Daily Archives: January 18, 2013

A Sourcing Innovation Prediction for 2013, Part V

The blame rests solely with the company and all companies who believe that payment terms of 200 days are reasonable! Governments should not only go to war over this atrocity, but should fine and criminally charge anyone who purposely delays payment to suppliers just to make the quarter / year end numbers look rosier! It’s one thing if the company doesn’t have money in the bank and can’t borrow at better terms than the supplier, and the supplier knows this up front but agrees to late payment in exchange for a greater margin knowing that the demand is there and the company will pay as soon as the customer does. But this isn’t the case.

Right now, most companies have money in the bank. Lots of it. Last year US-based Mega Corporations were hoarding $1.73 Trillion in cash! That’s roughly 12% of US GDP! And even if they didn’t have cash in the bank, there was still plenty of cash to borrow from the US banks that were sitting on $1.50 Trillion of excess cash reserves! (Source: The Guardian) In other words, the mega-corporations and big banks alone are sitting on a cash stock-pile that is 25% of annual US GDP! And while most of them may be doing their best to shelter it outside of the U.S. (Source: WSJ), and in Europe and Asia in particular, these companies still have easy access to that cash and, more importantly, typically have more cash in either the supplier’s home country or a country in close proximity to the supplier (since US companies are still outsourcing just about everything, despite the fact that it often makes sense to home-source and near-source due to rising transportation costs and labour rates).

They’re just choosing to …

Be a mean one, just like me.
They really are a heel.
They’re as cuddly as a cactus and as charming as an eel,
  just like me!
They’re all bad bananas with a greasy black peel!

They’re all monsters, worse than me.
Their hearts are empty holes.
Their brains are full of spiders, they have garlic in their souls,
  just like me!
(Even) I shouldn’t touch them with a thirty-nine-and-a-half foot pole!

They fill my heart with envy,
The way they run you ’round,
And promise you the moon while they run your business to the ground,
  fatefully.
Given a choice between the two of us, you’d rather have me around!

They’re a …

The Grinch

We get the picture Mr. Grinch. They’re terrible people selling our collective futures for a slightly bigger profit today. And the worst thing is that they are too short-sighted to realize that, in the scenario described, a supplier bankruptcy really is their fault. If you told an average CEO that the company’s supplier went out of business, costing hundreds (or thousands) of people their livelihood, because the company too long to pay, what would he say? “It’s not our fault. We only represented 5% of their revenue. If 5% of our customers pay late, it doesn’t hurt us. So if they were run well, 5% of their revenue being late shouldn’t hurt them.” And the CEO would be right if only 5% of payments were late. But the reality is that, for many suppliers these days, is that they have to deal with 50% of their payments being late — real late, because once one mega-company shows that it’s okay to extend payment terms from one unreasonable number to an even-more unreasonable number, every other mega-company follows suit because they have a precedent and they have to do what they can to make their numbers look better, at any cost!

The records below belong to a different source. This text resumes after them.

PR #1893, opened 2020-02-13
Issue 1892

### LINKED ISSUE #1892: update currency slug in static model
update it so that we can use it for the svg icon in the mat icon tag

Maxstgt:
close #1892


libs/contract/src/lib/version/form/price/price.component.html
```diff
@@ -1,13 +1,10 @@
...
-  <mat-label>Currency</mat-label>
-  <mat-select formControlName="currency">
-    <mat-option *ngFor="let currency of staticCurrencies" [value]="currency.slug">
-      {{ currency.label }}
-    </mat-option>
-  </mat-select>
-</mat-form-field>
+<static-select scope="MOVIE_CURRENCIES" [control]="currencyCtrl">
+  <ng-template let-currency>
+   <!--  <mat-icon [svgIcon]="currency.slug" matPrefix></mat-icon> -->
```
phpgeekfr: useless template, did you forget to uncomment?

libs/contract/src/lib/version/form/price/price.component.ts
```diff
@@ -12,17 +18,123 @@ import { ContractVersionPriceForm } from './price.form';
...
+   */
+  public addMovie(event: MatAutocompleteSelectedEvent) {
+    this.tunnelComponent.addTitle(event.option.value.id)
+    this.movieCtrl.reset();
+    this.movies.push(event.option.value)
+  }
+
+  private renderCurrencySymbol(currency: string) {
+    switch (currency) {
+      case 'us-dollar':
```
phpgeekfr: I think you  are using the old slug here.

libs/contract/src/lib/version/form/price/price.component.ts
```diff
@@ -12,17 +18,123 @@ import { ContractVersionPriceForm } from './price.form';
...
+
+  /**
+   * @description helper function to transform a algolia search result into a Movie interface
+   * @param movies movies to transform
+   */
+  private async transformMovie(movies: Promise<MovieAlgoliaResult[]>): Promise<Movie[]> {
+    let movieIds: string[];
+    await movies.then(resMovies => movieIds = resMovies.map(movie => movie.objectID));
+    let moviesFromDB: Movie[];
+    await this.movieService.getValue(movieIds).then(moviesDB => moviesFromDB = moviesDB)
```
phpgeekfr: why not just do :  `const moviesFromDB =  await this.movieService.getValue(movieIds)` ?  same thing for ` let movieIds: string[];` Mayb you should not pass a `Promise` in params and resolve it before calling this method

libs/movie/src/lib/movie/components/import/view-extracted-elements/view-extracted-elements.component.ts
```diff
@@ -2021,8 +2021,8 @@ export class ViewExtractedElementsComponent {
     }
 
     if (spreadSheetRow[SpreadSheetContractTitle.expenseCurrency + currentIndex]) {
-      if (spreadSheetRow[SpreadSheetContractTitle.expenseCurrency + currentIndex].toLowerCase() === 'eur') {
-        recoupableExpense.price.currency = 'euro';
+      if (spreadSheetRow[SpreadSheetContractTitle.expenseCurrency + currentIndex].toLowerCase() === 'EUR') {
```
phpgeekfr: this condition is not needed anymore. You test if === 'EUR', (with toLowerCase() you have poor chances to pass that..) to put 'EUR' after.
Simply:  `  recoupableExpense.price.currency  = spreadSheetRow[SpreadSheetContractTitle.expenseCurrency + currentIndex].ToUpperCase()`

The best would be to check if value actually belongs to a currency in staticIndex using the appropriate method and to throw a warning if not (like other behaviors in this file). Since this is not in the scope of your PR, if you don't want to do it now just make the minimal change and put a comment for me // @todo (BRUCE) I will do it in my next PR

libs/utils/src/lib/common-interfaces/price.ts
```diff
@@ -118,7 +118,7 @@ export interface PaymentDocument extends PaymentRaw<Timestamp> { }
  * A factory function that creates Price
  */
 export function createPrice(price: Partial<Price> = {}): Price {
-  const defaultCurrency = getCodeIfExists('MOVIE_CURRENCIES', 'euro');
```
phpgeekfr: I think you missed to replace some ` 'euro'  ` in code. see https://github.com/blockframes/blockframes/blob/issue-1892/libs/financial-report/src/lib/financial-report/%2Bstate/financial-report.model.ts

PR #1895, opened 2020-02-13
cherrypicked

Maxstgt:


libs/movie/src/lib/movie/components/import/view-extracted-elements/view-extracted-elements.component.ts
```diff
@@ -2021,8 +2021,9 @@ export class ViewExtractedElementsComponent {
     }
 
     if (spreadSheetRow[SpreadSheetContractTitle.expenseCurrency + currentIndex]) {
-      if (spreadSheetRow[SpreadSheetContractTitle.expenseCurrency + currentIndex].toLowerCase() === 'eur') {
-        recoupableExpense.price.currency = 'euro';
+      if (spreadSheetRow[SpreadSheetContractTitle.expenseCurrency + currentIndex].toLowerCase() === 'EUR') {
```
phpgeekfr: you could have at least removed this `.toLowerCase() === 'EUR'` ^^ remove this If.

libs/utils/src/lib/common-interfaces/price.ts
```diff
@@ -118,7 +118,7 @@ export interface PaymentDocument extends PaymentRaw<Timestamp> { }
  * A factory function that creates Price
  */
 export function createPrice(price: Partial<Price> = {}): Price {
-  const defaultCurrency = getCodeIfExists('MOVIE_CURRENCIES', 'euro');
```
phpgeekfr: I think you missed to replace some 'euro' in code. see https://github.com/blockframes/blockframes/blob/issue-1892-cherry/libs/financial-report/src/lib/financial-report/+state/financial-report.model.ts

PR #1898, opened 2020-02-13
Implements submit contract

GrandSchtroumpf:
Submit contract & deals

### DIFF
--- a/libs/contract/src/lib/contract/tunnel/summary-sale/summary-sale.component.ts
+++ b/libs/contract/src/lib/contract/tunnel/summary-sale/summary-sale.component.ts
@@ -1,15 +1,18 @@
 import { Component, OnInit, ChangeDetectionStrategy } from '@angular/core';
+import { FormControl } from '@angular/forms';
+import { AngularFirestore } from '@angular/fire/firestore';
 import { ContractForm } from '../../form/contract.form';
 import { Movie } from '@blockframes/movie';
-import { ContractTunnelComponent, DealControls } from '../contract-tunnel.component';
-import { Observable } from 'rxjs';
-import { FormEntity, TemporalityUnit } from '@blockframes/utils';
-import { FormControl } from '@angular/forms';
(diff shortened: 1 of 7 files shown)


libs/contract/src/lib/contract/tunnel/summary-sale/summary-sale.component.ts
```diff
@@ -1,15 +1,18 @@
 import { Component, OnInit, ChangeDetectionStrategy } from '@angular/core';
+import { FormControl } from '@angular/forms';
+import { AngularFirestore } from '@angular/fire/firestore';
 import { ContractForm } from '../../form/contract.form';
 import { Movie } from '@blockframes/movie';
```
Maxstgt: precise import pls

Maxstgt: should affect bundle size

libs/contract/src/lib/contract/tunnel/summary-sale/summary-sale.component.ts
```diff
@@ -58,5 +67,25 @@ export class SummarySaleComponent implements OnInit {
   }
 
   
-  submit() {}
+  /**
+   * Submit a contract version to Archipel Content
+   * @todo(#1887) should update the version on the contract
+   * @note cannot put this function on the service or you hit cyrcular dependancies
+   */
+  async submit() {
```
Maxstgt: cant find an `await`

libs/contract/src/lib/contract/tunnel/summary-sale/summary-sale.component.ts
GrandSchtroumpf: Bundle size is affected by third party libraries that are not tree-shakable (like the import library). 
So the most important is not the import but the export. You should NOT export in a barrel a component that uses a third party library. So if you import a component that uses a third party library you must have a precise link or it would mean that it hase been exported in a barrel.

For example : the world-map should not be reexported in a barrel. So when you import it you should have a precise import.

PR #1934, opened 2020-02-17
update responsive sidenav with burger

Hugo-Hontans:
- [x] Make navigation bar of marketplace responsive with burger menu


libs/ui/src/lib/tunnel/layout/layout.component.ts
```diff
@@ -35,26 +33,40 @@ function getPage(steps: TunnelStep[], url: string, arithmeticOperator: number):
...
+    private media: MediaMatcher
+  ) {}
 
   ngOnInit() {
     // Share the url by navigation plan
     this.urlBynav$ = combineLatest([this.url$, this.steps$]).pipe(shareReplay());
     this.next$ = this.urlBynav$.pipe(map(([ url, steps ]) => getPage(steps, url, 1)));
     this.previous$ = this.urlBynav$.pipe(map(([ url, steps ]) => getPage(steps, url, -1)));
+
+    this.mobileQuery = this.media.matchMedia('(max-width: 959px)');
```
GrandSchtroumpf: We are not dealing with responsive the same way in the other layouts (see dashboard layout for exemple). I'm fine with any way, but it should be constent.
Let's create a TODO issue (reference it here) to create a unified way to deal with responsive based on FlexLayout : 
- Create a MediaQuery service that match FlexLayout breakingpoint
- Create mixins that match FlexLayout breakingpoint.
- Implement it in the apps.

Hugo-Hontans: I created the issue #1935

PR #1943, opened 2020-02-17
Maintenance App

laurentsenta:
We want to put the app in maintenance for our users and keep accessing it for our admins,
this enable a permanent maintenance page AND deploy to a maintenance app.

- Missing is the ability to auto-refresh the production app is deployed. Seem's to overcomplicate for low to no value.
- Good news is we now know how to use firebase apps structure for multiple sub applications.


fritzschoff:
we got now the crm app

PR #1949, opened 2020-02-17
Issue#1921 members

Hugo-Hontans:
- [x] Change the cards width
- [x] Add the permissions explanation
- [x] Fix invite new members

### DIFF
--- a/libs/organization/src/lib/components/member-add/member-add.component.html
+++ b/libs/organization/src/lib/components/member-add/member-add.component.html
@@ -24,12 +24,7 @@
   <div fxLayout="row" fxLayoutAlign="center">
     <button class="send" mat-flat-button color="accent" test-id="add" [disabled]="isSending" (click)="sendInvitations()">
       <mat-icon svgIcon="send"></mat-icon>
-      <ng-container *ngIf="form.controls.length === 1 else several">
-        <span>Send invitation</span>
-      </ng-container>
-      <ng-template #several>
-        <span>Send invitation(s)</span>
-      </ng-template>
+      <span>Send invitation{form.controls.length, plural, =1 {} other {s}}</span>
     </button>
   </div>
 </mat-card>
--- a/libs/organization/src/lib/components/member-add/member-add.component.html
+++ b/libs/organization/src/lib/components/member-add/member-add.component.html
@@ -2,8 +2,8 @@
   <mat-card-title>Invite Members</mat-card-title>
   <p>Invite your co-workers to join your company so that they can use the application.</p>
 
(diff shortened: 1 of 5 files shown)


libs/organization/src/lib/components/member-add/member-add.component.html
```diff
@@ -12,22 +12,24 @@
           Please enter a <strong>valid</strong> email address.
         </mat-error>
       </mat-form-field>
-    </mat-card-content>
-    <mat-card-actions fxLayout="row" fxLayoutAlign="center">
       <!-- Add / Delete -->
-      <button class="mat-elevation-z0" *ngIf="!last" mat-mini-fab color="warn" (click)="form.removeAt(i)" matTooltip="Remove a Member" aria-label="Remove a Member">
+      <button class="mat-elevation-z0 action" *ngIf="!first" mat-mini-fab color="warn" (click)="form.removeAt(i)" matTooltip="Remove a Member" aria-label="Remove a Member">
```
GrandSchtroumpf: Why you cannot remove the first ? Why not `*ngIf="!last"` instead ?

libs/organization/src/lib/components/member-add/member-add.component.html
```diff
@@ -12,22 +12,24 @@
...
+    </mat-card-content>
   </ng-container>
+  <div fxLayout="row" fxLayoutAlign="center">
+    <button class="send" mat-flat-button color="accent" test-id="add" [disabled]="isSending" (click)="sendInvitations()">
+      <mat-icon svgIcon="send"></mat-icon>
+      <ng-container *ngIf="form.controls.length === 1 else several">
+        <span>Send invitation</span>
+      </ng-container>
+      <ng-template #several>
+        <span>Send invitation(s)</span>
```
GrandSchtroumpf: Why do you put () around the "s" if the whole point it to make it plural ? @Maxstgt has a way to deal with plural you can ask him. Might be a good idea to create a pipe for that if it doesn't exist yet in Angular.

libs/organization/src/lib/components/member-add/member-add.component.html
Hugo-Hontans: I don't want the delete button on the first element (you can't remove the first control).

libs/organization/src/lib/components/member-add/member-add.component.html
Hugo-Hontans: I asked to Max and we use plurial solution:
```<span>Send invitation{form.controls.length, plural, =1 {} other {s}}</span>```

PR #1968, opened 2020-02-18
Going into production

lsenta:


apps/backend-ops/src/firestoreMigrations/0008.ts
```diff
@@ -0,0 +1,35 @@
...
+
+    if (superAdmins) {
+      superAdmins.forEach(id => (roles[id] = 'superAdmin'));
+    }
+
+    if (admins) {
+      admins.forEach(id => (roles[id] = 'admin'));
+    }
+
+    console.log('newRoles:', roles);
```
Hugo-Hontans: Do you want to let this console.log ?

PR #3566, opened 2020-08-26
George/restore ci storage backup to local env

george43g:
- wrote script in `firebase-utils` so it can be accessed in `backend-ops` as well as a standalone script in `tools/scripts`.
- To test this script, checkout and run this command: `npx ts-node -P tools/tsconfig.tools.json tools/scripts/restore-storage-from-ci.ts`


libs/firebase-utils/src/lib/restore-storage-from-ci.ts
```diff
@@ -0,0 +1,91 @@
...
+  const ci = admin.initializeApp(
+    {
+      storageBucket: CI_STORAGE_BACKUP,
+      projectId: firebaseCI.projectId,
+      credential: admin.credential.cert(cert),
+    },
+    'CI-app'
+  );
+
+  // const app = admin.initializeApp(
```
GrandSchtroumpf, line 44: remove if you're not using

libs/firebase-utils/src/lib/restore-storage-from-ci.ts
```diff
@@ -0,0 +1,91 @@
...
+
+  try {
+    const ciStorage = ci.storage();
+    const [files, nextQuery, apiResponse] = await ciStorage.bucket(CI_STORAGE_BACKUP).getFiles({
+      autoPaginate: false,
+      delimiter: '/',
+    });
+    const folders = apiResponse.prefixes as string[];
+    const latestFolder = folders
+      .map((folderName) => {
```
GrandSchtroumpf, line 60: I'm not sure to understand why you need to do that.

libs/firebase-utils/src/lib/restore-storage-from-ci.ts
```diff
@@ -0,0 +1,91 @@
...
+      })
+      .sort((a, b) => Number(a.date) - Number(b.date))
+      .pop();
+    const { folderName } = latestFolder;
+    console.log('Latest backup:', folderName);
+
+    console.log('Clearing storage bucket:', firebase.storageBucket);
+    try {
+      process.stdout.write(execSync(`gsutil -m rm -r "gs://${firebase.storageBucket}/*"`));
+    } catch (e) {}
```
GrandSchtroumpf, line 76: If gsutil fails because it's not install on developer's computer, then is it goes in the stdout or in the catch ?
If it goes in the catch you should display a message.

libs/firebase-utils/src/lib/restore-storage-from-ci.ts
```diff
@@ -0,0 +1,91 @@
...
+
+    const cmd = `gsutil -m cp -r gs://${CI_STORAGE_BACKUP}/${folderName}* gs://${firebase.storageBucket}`;
+    console.log('Running command:', cmd);
```
GrandSchtroumpf, line 79: Maybe `"copying storage from blockframe-ci to your storage"`

GrandSchtroumpf (approved):

GrandSchtroumpf:
I think one of the first thing to do after the whole process is done, would be to factorize all the functions to not repeating ourselves in each of these method.

libs/firebase-utils/src/lib/restore-storage-from-ci.ts
george43g: This is copying from the ci storage backups bucket to your local one. The CI stores a history of backups with the date in the folderdame. So we parse it into a date and sort it to find the latest backup.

But since none of these CEOs or CFOs take the time to put 2 and 2, or 5 and 5, together, they don’t realize that at some point, there’s going to be too many 5’s, the supplier isn’t going to have the cash, and the local banks aren’t going to step up and lend the supplier any money. Banks don’t stay in business by handing out money to every Li, Wang, and Fung that walks through the door. They do it by managing risk. In this scenario, at some point the bank has to say to a begging supplier “if these companies haven’t paid you by now, they’re probably not going to pay – and even at 20% interest, we can’t lend you money that we feel we have a 0% chance of seeing again“.

So unless you want your company to be one of the ones where the CEO and CFO have this conversation later this year (before they lay you off as part of their bankruptcy restructuring plan), keep on top of Accounts Payable and make sure you do everything you can to insure that your suppliers, especially your cash poor ones, get paid promptly. Otherwise, you’ll be a grinch by association. And we’re better than that!